A Go Programming Notebook

Transitioning from Software Developer to Data Scientist

Or how I learned to stop worrying and started programming in RRRR, because it made me sound like a pirate.

A little over a month ago, I reported that I was making my first explorations of transitioning out of software development (per se) and into a role as a data scientist. At the time I was pretty much just kicking the tires a bit, but since then I’ve begun to cultivate my interest more seriously. It’s been a pretty whirlwind month of learning and trying out new things, and here are some highlights:

  • At my current day job, I was able to take advantage of an “Innovation and Planning Sprint” to scratch the surface of Hadoop by writing my first MapReduce job.

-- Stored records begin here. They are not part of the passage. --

Issue #1370, opened 2017-10-20
Concurrent restorer


is:
## Output of `restic version`

```
debug enabled
restic 0.7.3 (v0.7.3-172-ga8dc7934-dirty)
compiled with go1.9.1 on linux/amd64
```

The goal was to dig into some of our splunk logs and report on statistics of certain error rates. Although I was able to get a Hadoop standalone instance working with a MapReduce job against a pared-down data set, it turned out that a much cleaner and more fruitful approach in this case was to first filter the splunk data to reduce the output volume, and then to treat it as a “small data” project using IPython and Pandas.

  • In the meantime, toward the end of March I happened across the Coursera Data Science Specialization program, which focuses on Data Science using R. I decided to take the first two courses concurrently, since really the material and final project for the first course wasn’t teaching me anything new, I was just filling a pre-requisite. The second course, Roger Peng’s course in R Programming, has been a lot of fun. I’m finding it quite straightforward but not trivially so, given my background as a developer. However, many of the reviews I’ve read from entry level programmers have pointed out how challenging it is for that audience, and given that it’s taken me some modest time and effort to work through the problems myself, I can certainly see their point. Meantime I’ve been hacking quite a bit on my own both on the course material and on other R resources. Most of that’s unstructured, but here are some learning exercises on tapply that beginners might find useful. I’m not sure if I want to spend the time to work several such examples into a consistent R resource – it’s quite likely that I won’t given what else I have going on. We’re on week three of the course and so far I’m acing it, but stay tuned.

  • Once I signed up for the course, I discovered something I really hadn’t expected to find, a Sacramento Data Science Meetup consisting of other folks who were also taking the course. We met in Roseville and are currently planning to get together every couple of weeks, and it seems like a smart and congenial group of folks.

So anyway, that’s it for now. This statistical / data analysis angle on programming is so far turning out to be quite entertaining, and we’ll see how it all works out.